MedicareMedicare is the Federal health insurance program for Americans age 65 and older and for certain disabled Americans. If you are eligible for Social Security or Railroad Retirement benefits and are age 65, you and your spouse automatically qualify for Medicare.

Medicare has three parts: hospital insurance, known as Part A, supplementary medical insurance, known as Part B, which provides payments for doctors and related services and supplies ordered by the doctor, and prescription drug coverage, known as Part D which covers both brand-name and generic prescription drugs at participating pharmacies in your area. If you are eligible for Medicare, Part A is free, but you must pay a premium for Part B and Part D.

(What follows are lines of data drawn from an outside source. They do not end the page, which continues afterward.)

PR #942, opened 2021-09-01
Preventing accidental inclusion of url_helpers into ALL ruby objects

BroiSatse:
https://dfedigital.atlassian.net/browse/CPDRP-893

There seems to be just a single test causing issues in other tests. This PR fixes the issues.

One of the tests were invoking one of the rake tasks, which in turn was calling `include <URL_HELPERS>` without any receiver. In result, url_helpers has been included into Object, making it available for all the application objects (including `nil`). In the meantime, the depth of rails routing is invoking `url_for` on the `_routes` - `_routes` is a memoized method and its memoization is dependant on `@router.respond_to?(:url_for)` (`_routes` should be an instance of ActionDispatch::Routing::RouteSet`). After the inclusion of url_helpers into `nil`, this caused the instance variable not to be set at all leading to `wrong number of arguments 4, expecting 0..1` as it was invoking `<helpers>#url_for` on `nil` instead of `RouteSet#url_for`.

Medicare will pay for many of your health care expenses, but not all of them. In particular, Medicare does not cover most nursing home care, long-term care services in the home, or prescription drugs. There are also special rules on when Medicare pays your bills that apply if you have employer group health insurance coverage through your own job or the employment of a spouse.

Medicare usually operates on a fee-for-service basis. HMOs and similar forms of prepaid health care plans are now available to Medicare enrollees in some locations.

The best source of information on the Medicare program is the Medicare Handbook. This booklet explains how the Medicare program works and what your benefits are. To order a free copy, go to: www.medicare.gov. You also can contact your local Social Security office for information.

Some people who are covered by Medicare buy private insurance, called “Medigap” policies, to pay the medical bills that Medicare doesn’t cover. Some Medigap policies cover Medicare’s deductibles; most pay the coinsurance amount. Some also pay for health services not covered by Medicare. There are 10 standard plans from which you can choose. (Some States may have fewer than 10.) If you buy a Medigap policy, make sure you do not purchase more than one.

You need to shop carefully before deciding on the best policy to fit your needs. You may get another booklet, Guide to Health Insurance for People with Medicare, to help you in making the right choice. To order a free copy, go to:www.medicare.gov.

Another good source of information on the same topic is The Consumer’s Guide to Medicare Supplement Insurance. To order a free copy, go to: www.medicare.gov.

MedicaidMedicaid provides health care coverage for some low-income people who cannot afford it. This includes people who are eligible because they are aged, blind, or disabled or certain people in families with dependent children. Medicaid is a Federal program that is operated by the States, and each State decides who is eligible and the scope of health services offered.

General information on the Medicaid program is given in the Medicaid Fact Sheet. For a free copy, go to: www.medicare.gov. For specifics on Medicaid eligibility and the health services offered, contact your State Medicaid Program Office.